Indo-1
- Names: IUPAC name 2-[4-(bis(carboxymethyl)amino)-3-[2-[2-(bis(carboxymethyl)amino)- 5-methylphenoxy]ethoxy]phenyl]-1H-indole-6-carboxylic acid

Identifiers
- CAS Number: 96314-96-4;
- 3D model (JSmol): Interactive image;
- ChEBI: CHEBI:52084;
- ChemSpider: 94791;
- PubChem CID: 105060;
- UNII: N18RMK75W1;
- CompTox Dashboard (EPA): DTXSID60242202 ;

Properties
- Chemical formula: C_{32}H_{31}N_{3}O_{12}
- Molar mass: 649.60 g/mol

= Indo-1 =

Chemical compound used as an indicator in calcium imaging

Indo-1 is a popular dye that is used as a ratiometric calcium indicator similar to Fura-2. In contrast to Fura-2, Indo-1 has a dual emissions peak and a single excitation. The main emission peak in calcium-free solution is 475 nm while in the presence of calcium the emission is shifted to 400 nm. It is widely used in flow cytometry and laser scanning microscopy, due to its single excitation property.

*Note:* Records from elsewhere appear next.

PR #1614, opened 2026-09-01
perf: size RTS capabilities to the worker count and cache the coverage lookup per step

elopez:
Two independent performance fixes found while profiling a property campaign
(`+RTS -s -hT` and a late-cost-centre profiling build). Same seed, same
workload, identical campaign results before and after.

## `perf(rts)`: size the RTS capabilities to the campaign's worker count

The executable was linked with `-with-rtsopts=-A64m -N`, so the RTS created one
capability per core, each with its own 64 MiB nursery, regardless of how many
workers actually run. With nursery chunking (`-A >= 16m`) a single busy worker
churns through all of them, so a **one-worker campaign on a 16-core machine sat
at 1.2 GiB of RTS memory while its live heap was ~13 MB**.

Now the RTS starts with one capability and `main` grows it to
`min cores (workers + 1)` once the config is resolved: one per fuzz/symexec
worker plus one for the UI, and never more than the old `-N` default created.
An explicit `+RTS -N` asking for more is still honoured.

Because the default worker count used to be derived from the capability count
(`getNFuzzWorkers`), it is now resolved in `overrideConfig` from
`getNumProcessors` — same value (cores clamped to 1..4). `getNFuzzWorkers`
keeps its fallback for other entry points.

| `--workers` | capabilities | memory in use |
|---|---|---|
| 1 | `-N2` | 158 MiB |
| 3 | `-N4` | 306 MiB |
| 40 (16-core box) | `-N16` | 1216 MiB — same as the old default |
| 1, `+RTS -N8` | `-N8` | 602 MiB — override honoured |

## `perf(exec)`: cache the coverage vector lookup across EVM steps

The per-instruction coverage hook did two `Map.lookup`s on `env.contracts`, a
`readIORef` plus a codehash `Map` lookup, and a `modifyIORef'` allocating a new
context tuple on **every EVM step** (~380 steps per call on this workload).

The step loop now carries a small `CoverageCache` keyed on the executing code
and only redoes the lookup when the code changes. Coverage is keyed by
codehash, so equal code always means the same vector; the `ByteString` `Eq`
short-circuits to a pointer compare when it is the same object, which the loop
maintains by storing the current step's code on every hit (clones stay on the
fast path). The coverage context is threaded as a value and written back to its
`IORef` once per `execCov` call, so it still spans query interruptions.

Recorded coverage is unchanged: same opIx, same handling of out-of-bounds pcs,
depth ≥ 64 and already-covered locations.

## Numbers

Benchmark: 3-property contract, `seqLen: 100`, 1 worker, fixed seed,
`--test-limit 400000`, 16-core machine.

| | `master` | this PR | Δ |
|---|---|---|---|
| Elapsed | 51.5 s | 45.0 s | **−13 %** |
| Bytes allocated | 252 GB | 232.5 GB | −7.7 % |
| Total memory in use | 1212 MiB | **189 MiB** | **−84 %** |
| Max RSS | 1.32 GB | 247 MB | −81 % |
| Campaign result | corpus 21, 4263 instrs | identical | |

The two effects are independent: `master` forced to `+RTS -N2` gets all of the
memory drop (194 MiB) at the same speed (51.5 s); this PR forced to `-N16` gets
all of the speedup (44.5 s) at the old memory (1225 MiB). Alternating A/B runs
at equal `-N` reproduce the gap (51.8–52.2 s vs 45.3–45.6 s, noise ≈ 0.4 s).

### DIFF
--- a/lib/Echidna/Exec.hs
+++ b/lib/Echidna/Exec.hs
@@ -11,18 +11,19 @@ import Control.Monad.ST (ST, stToIO, RealWorld)
 import Control.Monad.State.Strict (MonadState(get, put), execState, runStateT, MonadIO(liftIO), gets, modify', execStateT)
 import Data.Bits
 import Data.ByteString qualified as BS
-import Data.IORef (readIORef, newIORef, writeIORef, modifyIORef')
+import Data.IORef (readIORef, newIORef, writeIORef)
 import Data.Map qualified as Map
 import Data.Maybe (fromMaybe, fromJust)
 import Data.Text qualified as T
 import Data.Vector qualified as V
+import Data.Vector.Storable qualified as VS
 import Data.Vector.Unboxed.Mutable qualified as VMut
 import Optics.Core
 import Optics.State.Operators
 import System.Environment (lookupEnv, getEnvironment)
 import System.Process qualified as P
 
-import EVM (bytecode, replaceCodeOfSelf, loadContract, exec1, vmOpIx, clearTStorages)
+import EVM (bytecode, replaceCodeOfSelf, loadContract, exec1, clearTStorages)
 import EVM.ABI
 import EVM.Dapp (DappInfo)
 import EVM.Effects (defaultConfig)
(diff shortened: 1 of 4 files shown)


gustavo-grieco:
@aviggiano do we have support in scfuzzbench to trigger some short echidna runs using drips to compare echidna master and this PR?

aviggiano:
@gustavo-grieco yes
the website can create a github issue, and when it is merged, the CI starts a new run
you can select a specific ref from the fuzzer to get different results
one thing I have not tried (needs to be tested) is e.g. having echidna-ref1 vs echidna-ref2 vs echidna-ref3 etc

gustavo-grieco:
I don't think I have permissions to create benchmarks (e.g. https://github.com/scfuzzbench/scfuzzbench/issues/282). Beside that, the website doesn't allow to benchmark the same fuzzer in two different revisions (but I can ask codex to produce a PR for that).

gustavo-grieco:
Finally: https://scfuzzbench.com/runs/gh-33919985770-1/2d96c7ef1de12830a5951155df4c60f4/ thanks to @elopez

lib/Echidna/Exec.hs
```diff
@@ -256,27 +273,70 @@ execTxWithCov tx = do
...
       -- | Execute one instruction on the EVM
       stepVM :: VM Concrete -> IO (VM Concrete)
       stepVM = stToIO . execStateT (exec1 defaultConfig)
 
       -- | Add current location to the CoverageMap
-      addCoverage :: VM Concrete -> IO ()
-      addCoverage !vm = do
-        let (pc, opIx, depth) = currentCovLoc vm
-            contract = currentContract vm
+      addCoverage
```
gustavo-grieco, line 300: What if we extract this as a new function?

aviggiano:
> Finally: https://scfuzzbench.com/runs/gh-33919985770-1/2d96c7ef1de12830a5951155df4c60f4/ thanks to @elopez 

Sorry for taking a little bit long, AI did the PR to include alternative fuzzer versions which broke something hehe but it has been fixed. Also I've added @elopez to @scfuzzbench so that he can start benchmark runs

However, its use for confocal microscopy is limited due to its photo-instability caused by photobleaching. Indo-1 is also able to keep possession of its ratiometric emission, dissimilar to Fura-2.
The penta potassium salt is commercially available and preferred to the free acid because of its higher solubility in water. While Indo-1 is not cell permeable the penta acetoxymethyl ester Indo-1 AM enters the cell where it is cleaved by intracellular esterases to Indo-1.
The synthesis and properties of Indo-1 were presented in 1985 by the group of Roger Y Tsien.

In intact heart muscle, Indo-1, in combination with bioluminescent protein aequorin, can be utilized as a tool to distinguish between the internal and exterior inotropic regulation processes.